Plusieurs milliers de femmes turques ont manifesté cette semaine, à l’occasion de la Journée internationale des femmes, pour dénoncer les « crimes d’honneur » et la violence dont elles font l’objet en Turquie, pays musulman qui souhaite rejoindre l’Union européenne.
A Ankara, elles étaient environ 2.000 à défiler dans le centre-ville aux cris de: « Stop aux meurtres de femmes ! » ou « Ne transformez pas nos robes de mariées en linceul ! ».

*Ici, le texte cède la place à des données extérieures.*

PR #696, opened 2018-07-25
Stop using docker-in-docker for test jobs.

mozbhearsum:
This turned out to be pretty simple - I just needed to:
- replace the python-test-runner images with the appropriate one for each test
- install some dependencies with apt-get
- run tox/npm instead of run-tests.sh

It doesn't get rid of the docker-in-docker usage for the image building tasks, because we actually do need Docker to do it!

I tested this with some manually tweaked jobs (I'm not sure the PR will use the new yml or not, we'll see!). They are:
https://tools.taskcluster.net/groups/NgUBXgnrSe2dMTxOgaFqZg/tasks/NgUBXgnrSe2dMTxOgaFqZg/details
https://tools.taskcluster.net/groups/a41RD1BLT36wNpMUMqSqrw/tasks/a41RD1BLT36wNpMUMqSqrw/details
https://tools.taskcluster.net/groups/ZsuCYyD5SQiZP5TN7-4x0w/tasks/ZsuCYyD5SQiZP5TN7-4x0w/details
https://tools.taskcluster.net/groups/GZfc-asiRaKXvFUMBSSXBw/tasks/GZfc-asiRaKXvFUMBSSXBw/details

There seems to be a bit of traction on https://bugzilla.mozilla.org/show_bug.cgi?id=1472913 now, so I'm not sure we want to do this. Or maybe we should do it, and then back it out once dind is more stable.

### DIFF
--- a/.taskcluster.yml
+++ b/.taskcluster.yml
@@ -42,7 +42,7 @@ tasks:
         - "-c"
         - >
           apt-get -q --yes update && apt-get -q --yes install git libmysqlclient-dev gcc &&
-          git clone $GITHUB_HEAD_REPO_URL balrog && cd balrog && git checkout $GITHUB_HEAD_BRANCH && pip install -r requirements-tox.ini && tox
+          git clone $GITHUB_HEAD_REPO_URL balrog && cd balrog && git checkout $GITHUB_HEAD_BRANCH && pip install -r requirements-tox.txt && tox
       features:
         taskclusterProxy: true
     extra:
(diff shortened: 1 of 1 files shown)


mozbhearsum:
Looks like the PR ended up using the new .taskcluster.yml, which obviously needed a few fixes.

nthomas-mozilla:
lgtm. We'll just have to be careful to update .taskcluster.yml and Dockerfiles if we need to change deps. As we discussed lets wait and see how long it takes https://github.com/taskcluster/docker-worker/pull/407 to make it prod, and if it helps. That'll probably update docker (via https://github.com/taskcluster/docker-worker/commit/353239ac6cddd16db4c379bae5eaacaa787ebd1d) as well, hopefully for the good but we'll see!

mozbhearsum:
The Taskcluster issue appears to have fixed the problem. I'll close this out, but it's something we can come back to later if necessary.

A Istanbul, plusieurs centaines de femmes ont défilé sur la place centrale de Taksim, avec les mêmes revendications. D’autres manifestations ont été organisées à travers le pays.
La polygamie, bien qu’illégale, existe aussi en Turquie. Selon un rapport publié récemment, 187.000 femmes turques partagent leur mari avec une deuxième épouse, par le biais d’un mariage religieux.
En Turquie, considérée comme relativement progressiste et ouverte par les occidentaux, les femmes sont victimes de comportement aberrants, en toute impunité. Dans ce pays on estime qu’il existe 100 milles “fillettes fiancées”. Ces femmes n´intéressent pas Erdogan trop occupé à condamner Israël, qui s´offre pourtant comme la seule démocratie moyen orientale. Même chose pour les nombreuses organisations non gouvernementales, » amis » des droits de l´homme et de la femme, qui dans les capitales d´Europe, sont trop occupées aux femmes palestiniennes.
La vie de ces jeunes femmes opprimées vaut bien peu dans la balance des intérêts politiques et stratégiques des pays libres. Pourtant la Turquie est championne du crime d’honneur. Et certain veulent la faire rentrer en Europe !
Certains n’ont pas entendu parler de l´histoire de Medine Memi, jeune fille turque de dix sept ans assassinée par sa propre famille dans les conditions horribles vécues dans sa chair, jusque dans ses poumons d´adolescente. La jeune fille de 16 ans a été enterrée vivante par ses proches, un crime commis dans le sud-est de la Turquie pour laver l’honneur de la famille qui la soupçonnait de fréquenter des hommes.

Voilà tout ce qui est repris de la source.